Here’s the beach again. Just three of us in our merry band this time. Mel Alexander, Jo Burt and me. We each did our bit and despatched the final slog across the sand without too much fuss. I could see the group that Julian was in about 500 metres ahead. Not long now.

Caught Julian just after the start of the singletrack. He turned his head almost telepathically and spotted me closing in. Then he went faster. Much, much faster. The entire 9 or so kilometres of the final lap was ridden wheel-to-wheel and I knew that the only way I was going to get past safely would be to somehow force Julian to make a mistake and ride into a bush. I had no idea how I was going to force a mistake. All I could do is chase him, Benny Hill-style, through the woods.

An error, forced or otherwise, didn’t happen. Julian rode an absolute blinder of a lap and on the quiet, I had to ride out of my skin just to stay in close contact. Inevitably, the final podium spot was decided on a sprint for the line…..

….and I lost. By about 2 seconds.

Far from being disappointed, that final lap – from the friendly cooperation on the beach to the almost-slapstick battle of the fatbikes and the manly man-hugs and handshakes that followed made the trip all the way to South Wales and back again more than worth it.

Battle on the Beach was universally hailed as a success by all who turned up and raced.

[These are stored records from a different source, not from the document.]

PR #65603, opened 2023-05-12
Bionic two way radio

anoobindisguise:
#### Summary
Content "Bionic radio system"

#### Purpose of change
Radio bionic is an obvious inclusion that was mentioned as being desirable by Erk.

#### Describe the solution
This bionic provides two-way radio functionality. Pretty simple, just lets you talk to your npc buddies without carrying a radio on your own.

I initially wanted to give it one-way-radio functionality (like the default "radio" item) but due to a number of factors this was FAR too much effort and hardcoded nonsense to enable what is basically just a flavortext functionality because the standard radio function is simultaneously half-baked and absurdly complicated and it led to all sorts of issues actually trying to implement it in a way that was functional.

I could also not call it "Infolink" as that's explicitly a Deus Ex thing, but I don't think that's a copyrighted term on DX's part and that's basically also what this is.

#### Testing
Installed the bionic. Gave an NPC buddy a two way radio and then traveled some distance. Confirmed I could chat with the NPC through my bionic.

### DIFF
--- a/data/json/bionics.json
+++ b/data/json/bionics.json
@@ -1348,6 +1348,15 @@
     "flags": [ "BIONIC_NPC_USABLE" ]
   },
   {
+    "id": "bio_radio",
+    "type": "bionic",
+    "name": { "str": "Infolink" },
+    "description": "A compact communications device has been built into your ears, enabling you to communicate over radio waves.",
+    "occupied_bodyparts": [ [ "head", 2 ] ],
+    "flags": [ "BIONIC_NPC_USABLE" ],
+    "passive_pseudo_items": [ "fake_radio" ]
+  },
+  {
     "id": "bio_radscrubber",
     "type": "bionic",
     "name": { "str": "Radiation Scrubber System" },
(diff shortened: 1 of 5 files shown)


PatrikLundell:
The only issue I have with this convenience CBM is how compatible an Exodii implementation would be with current real world ones, given that there are a few different ways to use radio waves to transfer information (FM, AM, etc.), as well as different ways to actually encode it. Also, they'd probably have a data transfer protocol (to e.g. transfer video or documents, etc.), although I guess they may have voice as a low end capability with is what the player would be able to make use of.
Come to think of it, they might actually not have digital, but instead be analog (but still be able to use old fashioned TV signals for video), given their preference for meat technology. Of course, you can still use analog signals to transfer digital data using modem technology.

bombasticSlacks:
> The only issue I have with this convenience CBM is how compatible an Exodii implementation would be with current real world ones, given that there are a few different ways to use radio waves to transfer information (FM, AM, etc.), as well as different ways to actually encode it. Also, they'd probably have a data transfer protocol (to e.g. transfer video or documents, etc.), although I guess they may have voice as a low end capability with is what the player would be able to make use of.

I think these points are fair, but until / if we ever get other aspects of ham radio, then we could look into adding scope to this.  As is, I think it's a fine inclusion.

Organiser and 24 hour-racing friend Matt Page is quite rightly proud of what he organised and thankfully, he’s doing it all again next year.

Thanks to Shona and Rich (yet again!) for the loan of the bike and thanks to Dave’s Angela for making me a brew when I arrived on the morning of the race, for handing up bottles during the race and making me a bacon butty after it.

 

 

 

3 thoughts on “Howies Battle on the Beach/UK Fatbike Champs 2014

  1. You look so butch, lean and mean, Jase. That is all that matters. Sprints get forgotten. Photos are forever.